RA [7] observed that the length of the left coronary artery trunk ranged from 6 mm to 15 mm. The study conducted by Kulkarni et al., [10] revealed that the length of the left coronary artery trunk was 5 mm in 76.7%, compared to 10 mm in 5% of cases. Waller and Schlant [13] observed a length of the left coronary artery trunk of 6 mm in 76% of cases and 10 mm in 3% of cases. Banchi [14] observed a length of the left coronary artery trunk less than 5 mm in 2% of cases. Fox et al. [15] found the length of the left coronary artery trunk to be less than 6 mm in 36% of cases and greater than 20 mm in 5% of cases in a coronary angiographic series. Reddy and Pusala [16] reported that the left coronary artery trunk measured between 1 and 25 mm before dividing into the left anterior descending artery and the circumflex artery. The circumflex artery measured between 10 and 13 cm in length and the left anterior descending artery measured between 6 and 8 cm. In the current study, the mean diameter of the left anterior descending artery and the circumflex artery was 4.1 ± 0.2 mm and 3.8 ± 0.3 mm, respectively, with extremes of 2 and 5 mm for the left anterior descending artery and 2 and 6 mm for the circumflex artery. The mean length of the left anterior descending artery and the circumflex artery was 118.2 ± 6.4 mm and 87.2 ± 8.2 mm, respectively, with extremes of 73 and 160 mm for the left anterior descending artery and 33 and 143 mm for the circumflex artery.

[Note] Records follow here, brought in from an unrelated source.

PR #282, opened 2023-07-11
Add ExecutionEnvironmentDescription(Map) constructor and simplify EEDescription implementation

HannesWell:
This PR consists of two commits to enhance `ExecutionEnvironmentDescription`.
1. commits simplifies the code to read EE-files during construction of `ExecutionEnvironmentDescription` and applies a few more minor code clean-ups
2. commit adds a new constructor `ExecutionEnvironmentDescription(Map)` that allows to create a EEDescription from a Map directly.
One use-case for this are for example PDE's API-tools that generate the EE file in (at least) one case, just to let the `EEDescription` read it again.

## Author checklist

### DIFF
--- a/org.eclipse.jdt.launching/launching/org/eclipse/jdt/launching/environments/ExecutionEnvironmentDescription.java
+++ b/org.eclipse.jdt.launching/launching/org/eclipse/jdt/launching/environments/ExecutionEnvironmentDescription.java
@@ -310,7 +310,7 @@ public final class ExecutionEnvironmentDescription {
 				arguments.append(key);
 				if (!value.isEmpty()) {
 					arguments.append('=');
-					value = resolveHome(value, eeHome);
+					value = resolveHome(value, eeHome); // TODO: remove once getProperties() has been removed
 					if (value.indexOf(' ') > -1) {
 						arguments.append('"').append(value).append('"');
 					} else {
@@ -597,7 +597,7 @@ public final class ExecutionEnvironmentDescription {
 	 * @return javadoc location or <code>null</code> if none
 	 */
 	private URL getJavadocLocation() {
-		return EEVMType.getJavadocLocation(fProperties);
+		return EEVMType.getJavadocLocation(this);
 	}
 
 	/**
@@ -607,6 +607,6 @@ public final class ExecutionEnvironmentDescription {
 	 * @since 3.7.0
 	 */
 	private URL getIndexLocation() {
-		return EEVMType.getIndexLocation(fProperties);
+		return EEVMType.getIndexLocation(this);
 	}
 }
--- a/org.eclipse.jdt.launching/launching/org/eclipse/jdt/launching/environments/ExecutionEnvironmentDescription.java
+++ b/org.eclipse.jdt.launching/launching/org/eclipse/jdt/launching/environments/ExecutionEnvironmentDescription.java
@@ -195,7 +195,19 @@ public final class ExecutionEnvironmentDescription {
 	 * @throws CoreException if unable to read or parse the file
 	 */
 	public ExecutionEnvironmentDescription(File eeFile) throws CoreException {
-		this.fProperties = loadProperties(eeFile);
+		this.fProperties = resolveEEHome(loadProperties(eeFile));
+	}
+
+	/**
+	 * Creates an execution environment description based on the given execution environment description properties. The contained properties are
+	 * defined in <code>https://wiki.eclipse.org/Execution_Environment_Descriptions</code>.
+	 *
+	 * @param eeProperties execution environment description properties
+	 * @throws CoreException if unable to read or parse the file
+	 * @since 3.21
+	 */
+	public ExecutionEnvironmentDescription(Map<String, String> eeProperties) {
+		this.fProperties = resolveEEHome(new LinkedHashMap<>(eeProperties)); // defensive copy
 	}
 
 	/**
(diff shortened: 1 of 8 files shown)


HannesWell:
@iloveeclipse or @jukzi, could you please review this?

jukzi:
there are junit errors. probably it's easier to verify if you split it into 2 commits: a) new constructor API b) refactoring

HannesWell:
> there are junit errors. probably it's easier to verify if you split it into 2 commits: a) new constructor API b) refactoring

Thanks for looking at this. It was actually a build error because I forgot to bump the version in the pom.xml as well.
This commit already consist of commits as you suggested, just in reverse order. Performing the refactoring first, makes the subsequent constructor addition simpler.

HannesWell:
@jukzi can we continue on this one?

org.eclipse.jdt.launching/launching/org/eclipse/jdt/launching/environments/ExecutionEnvironmentDescription.java
```diff
@@ -187,18 +184,35 @@ public final class ExecutionEnvironmentDescription {
...
+	 * @param eeProperties execution environment description properties
+	 * @throws CoreException if unable to read or parse the file
+	 * @since 3.21
+	 */
+	public ExecutionEnvironmentDescription(Map<String, String> eeProperties) {
+		this(new LinkedHashMap<>(eeProperties), null); // defensive copy
+	}
+
+	private ExecutionEnvironmentDescription(Map<String, String> eeProperties, @SuppressWarnings("unused") Object internal) {
+		fProperties = eeProperties; // has to be set before resolveHome() is called
```
jukzi, line 213: better pass eeProperties,.get(EE_HOME) to resolveHome and create a new Map for fProperties. Then the code does not depend on comments

org.eclipse.jdt.launching/launching/org/eclipse/jdt/launching/environments/ExecutionEnvironmentDescription.java
```diff
@@ -301,26 +308,22 @@ public LibraryLocation[] getLibraryLocations() {
...
-			Entry<String, String> entry = entries.next();
-			String key = entry.getKey();
-			String value = entry.getValue();
+		fProperties.forEach((key, value) -> {
 			boolean appendArgument = !key.startsWith(EE_ARG_FILTER);
 			if (appendArgument) {
 				arguments.append(key);
 				if (!value.isEmpty()) {
 					arguments.append('=');
 					value = resolveHome(value);
```
jukzi, line 317: why is resolveHome called again?

jukzi, line 317: why is resolveHome called again?

jukzi (commented):
i don't know that code enough to make substantial comments.

org.eclipse.jdt.launching/launching/org/eclipse/jdt/launching/environments/ExecutionEnvironmentDescription.java
HannesWell: Done.

org.eclipse.jdt.launching/launching/org/eclipse/jdt/launching/environments/ExecutionEnvironmentDescription.java
HannesWell: Good question.
Propably because one gets the original and modifiable fProperties Map via the `getProperties()` method and can therefore alter the map's content.
I have added another commit to replace all the usages of that method and depreacte `getProperties()` for removal.
That change also replaced all usages of that method in the JDT code-base and AFAICT there is no other use in the Eclipse Platform.

I assume JDT follows the usual two (or was it three years?) deprecation policy before it can be removed? Or do you think that method should be kept?

org.eclipse.jdt.launching/launching/org/eclipse/jdt/launching/environments/ExecutionEnvironmentDescription.java
```diff
@@ -208,8 +217,11 @@ public ExecutionEnvironmentDescription(File eeFile) throws CoreException {
 	 * have already been performed when resolving property values.
 	 *
 	 * @return properties as a map of {@link String} keys and values
+	 * @deprecated use {@link #getProperty(String)} instead to obtain the value of a key.
 	 */
+	@Deprecated(forRemoval = true)
```
jukzi, line 222: why should this method be deprecated/removed? whats wrong with it?

HannesWell: Since it returns the bare map, it allows to break the property encapsulation and data integrity as described before in https://github.com/eclipse-jdt/eclipse.jdt.debug/pull/282#discussion_r1327963578.

But it is just a suggestion, if you think it should stay, I'm fine with that as well.

jukzi: The way of deprecating in jdt is not easy. I suggest to avoid it.

HannesWell: OK.
Reverted the deprecation but kept the replacement of the few usages so that this method is now unused in the Eclipse Platform.

jukzi (approved):

HannesWell:
Thanks @jukzi.
Does anybody else want to review this or can we merge it?

PR #291, opened 2023-08-03
Fixes #290 - complete the removal of com.ibm.icu dependency

### LINKED ISSUE #290: Remove Dependency on com.ibm.icu
Complete the work of https://bugs.eclipse.org/bugs/show_bug.cgi?id=561910

robstryker:
## What it does

Completes the removal of dependency on com.ibm.icu

## How to test

I am not sure how to test this, however, reading the code for java.text and com.ibm.icu.text shows that getLevelAt should be a reasonable replacement for getLevels(). 

## Author checklist

- [ ] I have thoroughly tested my changes - No, I am not 100% sure how to test this

### DIFF
--- a/org.eclipse.jdt.debug.ui/META-INF/MANIFEST.MF
+++ b/org.eclipse.jdt.debug.ui/META-INF/MANIFEST.MF
@@ -48,7 +48,6 @@ Require-Bundle: org.eclipse.ui.ide;bundle-version="[3.5.0,4.0.0)",
  org.eclipse.ui.console;bundle-version="[3.4.0,4.0.0)",
  org.eclipse.jdt.core.manipulation;bundle-version="[1.16.0,2.0.0)",
  org.eclipse.search;bundle-version="[3.5.0,4.0.0)",
- com.ibm.icu,
  org.eclipse.ui.forms;bundle-version="[3.4.0,4.0.0)",
  org.eclipse.core.resources,
  org.eclipse.debug.core;bundle-version="[3.12.0,4.0.0)"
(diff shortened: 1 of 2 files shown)


rgrunber:
CC'ing @akurtakov as the comment on https://bugs.eclipse.org/bugs/show_bug.cgi?id=561910#c9 seemed to imply maybe this wasn't possible (did `getLevelAt` not exist then?). Looking at it the change seems very reasonable.

akurtakov:
I think I didn't manage to find it out :) . Back then so many changes went in and in so many places that I have probably overlooked this and probably a good number of other similar cases. I'm pretty sure that a second look will manage to complete far more from the conversion.

robstryker:
I've triggered the bidi code path by modifying java code templates (in window -> preferences)  to display the JavaSourceViewer, and then pasting hebrew or arabic text inside. 

I haven't seen any exceptions yet, so I'm going to assume this works as expected.

rgrunber (commented):
Overall changes looks good. Just a few small things to address. I tried out a mixture of left-to-right and right-to-left, and the L/R arrows keys as well as delete/backspace worked the same way in both.

I wasn't able to reproduce from the Java -> Code Style -> Code Templates editor. However I was able to reproduce with the Java breakpoint editor and confirmed pasting that arrow keys/delete/backspace respected the direction of the character set being used.

@robstryker can you just confirm how you tested with the code templates, because I didn't see how that code path would trigger the JDISourceViewer.

robstryker:
> @robstryker can you just confirm how you tested with the code templates, because I didn't see how that code path would trigger the JDISourceViewer.

I'm sorry if was less than accurate. What I meant is that I tested the same logic that is in this patch by way of another patch on jdt.ui. In jdt.ui, I tested via the JavaSourceViewer viewer using the method described. 

I did not know how to trigger the JDISourceViewer in this plugin so I tried to at least verify that the logic itself was sound by testing it in the other repository.

rgrunber (approved):
Change looks fine to me. The jdt.debug.ui bundle has only had a micro version bump since the 4.28 release (3.13.0 -> 3.13.100) but that should be enough here.

PR #293, opened 2023-08-10
DetectVMInstallationsJob: defer detection until needed.

jukzi:
So that it does not run in jdt.core tests at all

https://github.com/eclipse-jdt/eclipse.jdt.core/issues/1190

### DIFF
--- a/org.eclipse.jdt.launching/launching/org/eclipse/jdt/internal/launching/DetectVMInstallationsJob.java
+++ b/org.eclipse.jdt.launching/launching/org/eclipse/jdt/internal/launching/DetectVMInstallationsJob.java
@@ -29,6 +29,9 @@ import org.eclipse.core.runtime.Platform;
 import org.eclipse.core.runtime.Status;
 import org.eclipse.core.runtime.SubMonitor;
 import org.eclipse.core.runtime.jobs.Job;
+import org.eclipse.core.runtime.preferences.DefaultScope;
+import org.eclipse.core.runtime.preferences.IEclipsePreferences;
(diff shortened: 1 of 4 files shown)


jukzi:
for me it fixes locally running org.eclipse.jdt.core.tests.model.JavaSearchBugsTests.testBug178847()

jukzi:
@mickaelistria please review if that still fulfills the original intend of DetectVMInstallationsJob

jjohnstn:
@jukzi FYI @mickaelistria is on vacation until after Tuesday.

jukzi:
@jjohnstn can you review? You did participate in the initial commit.

jjohnstn:
@jukzi I'll give it a look.  Any idea about the test failures?  Do you need to rebase?

jukzi:
> Any idea about the test failures?

those are only random. i just rebased and had no errors before. See https://ci.eclipse.org/jdt/job/eclipse.jdt.debug-github/job/PR-293/1/

jjohnstn:
Hi @jukzi I tried running the tests locally and they run fine.  I ran into a problem until I switched from using the JustJ JRE to a Java 17 JDK I had.  Is is possible that the JDI tests are finding a bogus VM that has been created by other tests and then it is being discovered?  I am fine with the patch and will approve, but you might want to try disabling the detection when running the JDI tests to see if that fixes the problem.  I have to leave and won't be back in time for the deadline.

Dattatray D et al., [17] reported that the mean length of the left anterior descending artery and the circumflex artery was 85 ± 25.2 mm and 45.6 ± 19.9 mm, respectively.

The high variability of the left coronary artery and its branches has anatomical, pathophysiological, diagnostic, and therapeutic implications. Adequate knowledge of these variations is essential for the interpretation of coronary angiograms, stenting procedures, and surgical myocardial revascularization.

Ethical approval for this research was granted by the Ethics and Research Committee of the Faculty of Medicine and Odontostomalogy of the University of Sciences, Techniques, and Technologies of Bamako.